Em que pesem as diferenças óbvias entre Brasil e Argentina, os impactos de uma megatroca de dívida seriam facilmente previsíveis: risco Brasil acima de 2.000 pontos, "downgrading" automático de agências de "rating", virtual fechamento dos mercados externos de crédito, fuga de capitais, forte queda de investimentos diretos, elevada pressão cambial, estouro da relação entre dívida líquida do setor público e o PIB, percepção de deterioração fiscal, pressão inflacionária comprometendo a taxa de câmbio real, frustração nas exportações, demanda por reindexação, juros que não podem cair, crescimento medíocre, espetaculares perdas para a classe média cotista de fundos mútuos e de pensão e, consequentemente, grande frustração política. Lamentavelmente, não é possível atenuar este cenário, cuja probabilidade de ocorrência consideramos bastante remota, mas não nula.
Nesta campanha eleitoral, fala-se muito de renegociação e alongamento da dívida. Mas, por mais generosos que sejamos com a competência da oposição, devemos compreender que é difícil para o mercado aceitar que a equipe econômica de um eventual governo da oposição tenha, pelo menos no primeiro ano, melhores condições de negociação de alongamento e de barateamento da dívida do que a atual equipe econômica, que logrou grandes avanços neste tema nos últimos três anos. Isso suscita dúvidas sobre o que significa "renegociar o alongamento e as condições da dívida pública" no discurso eleitoral.
O alongamento e a melhora das condições de custo da dívida não dependem apenas da vontade dos formuladores da política econômica, mas da confiança no futuro por parte dos agentes financiadores do desenvolvimento. Boas condições para a dívida interna também dependem de superávits primários altos, duradouros e melhores.
Ainda surpreende a satanização e a obsessão por uma ação punitiva aos credores de um setor público que possivelmente continuará deficitário por muitos anos e que requererá financiamento permanente. Trata-se de uma retórica eleitoral extremamente perigosa.
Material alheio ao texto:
PR #2586, opened 2017-04-12
Fix showing provider image when Release group is equal to provider name

fernandog:
@duramato

image


duramato:
No icons are showing now:

img

PR #2588, opened 2017-04-13
Use self.release_name to remove from failed.db history

fernandog:
Also move it to the end when PP is ok as we can't only remove from failed.db history table when it PP ok
Works fine with torrents. I tested a few

@medariox instead of the other PR I closed

@duramato need to do some more tests with nzb


fernandog:
@medariox need to adjust the test

labrys:
@OmgImAlexis I've already given my reasons for disagreeing with this.  We can discuss it in slack if you would like me to cover them again.

fernandog:
about this, in failed.db, the column is `release` so I'm only using the official release name stored in self.release_name and removing the code 

image

fernandog:
Another issue i found:

the row in failed.db history table uses the "torrent name": `Show.S01E01.720p.HDTV.X264-DIMENSION[rarbg]`
After failed renaming it becomes: `Show-S02E11-720p-HDTV-X264-DIMENSION-RARBG-`

Mind the ending "-" ....

In PP, it uses the media file: `Show.S01E01.720p.HDTV.X264-DIMENSION.mkv`, so self.release_name = `Show.S01E01.720p.HDTV.X264-DIMENSION`. After failed renaming, it becomes:  `Show-S02E11-720p-HDTV-X264-DIMENSION`

So in this case, the row in failed.db, history table won't be removed as:
`Show-S02E11-720p-HDTV-X264-DIMENSION` != `Show-S02E11-720p-HDTV-X264-DIMENSION-RARBG-`

maybe the self.release_name must first use the folder name as release_name, then the filename
But don't know if this breaks something. maybe @medariox can tell

fernandog:
@medariox still waiting you inputs as https://github.com/pymedusa/Medusa/pull/2588#issuecomment-302491269

fernandog:
no reply. no interest. closing. logged as known issue

PR #2591, opened 2017-04-14
Fix error trying to add show: invalid literal for int() with base 10: ''

labrys:

### DIFF
--- a/medusa/tv/series.py
+++ b/medusa/tv/series.py
@@ -1223,7 +1223,7 @@ class Series(TV):
         self.classification = getattr(indexed_show, 'classification', 'Scripted')
         self.genre = getattr(indexed_show, 'genre', '')
         self.network = getattr(indexed_show, 'network', '')
-        self.runtime = int(getattr(indexed_show, 'runtime', 0))
+        self.runtime = int(getattr(indexed_show, 'runtime', 0) or 0)
 
         # set the externals, using the result from the indexer.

Se o financiamento faltar, o ajuste recessivo será ainda mais doloroso.
Entretanto são poucos os que acreditam em "default" voluntário neste terceiro milênio. A classe média é também credora e representa 41,7% do total do financiamento da dívida mobiliária pública. Tecnicamente, qualquer renegociação dessa dívida não teria como poupá-la de perdas consideráveis. Assim, há um certo exagero em relação ao risco de calote, megatroca, "canetada" nos juros ou limitação de recursos para pagamento dos mesmos. Qualquer dessas ações levaria a turbulências macroeconômicas e políticas duradouras.
É possível superar as tensões atuais relativas à dívida interna sem necessidade de artifícios, desde que se mantenha a credibilidade da política macroeconômica, qualquer que seja o governo.
Vamos direto ao ponto: alto risco Brasil combinado com crescimento econômico é uma ficção. Os mais experientes economistas da oposição sabem disso. Qualquer passo em falso dado no início de um novo governo atrasará a retomada da recuperação cíclica iniciada em 1999 por pelo menos mais dois anos. O bom senso sugere que as oportunidades de começar a governar em condições adequadas pela melhora do risco Brasil não devem ser desprezadas. Basta não dar os passos na direção errada.


Octavio de Barros, 45, é economista-chefe do BBV Banco.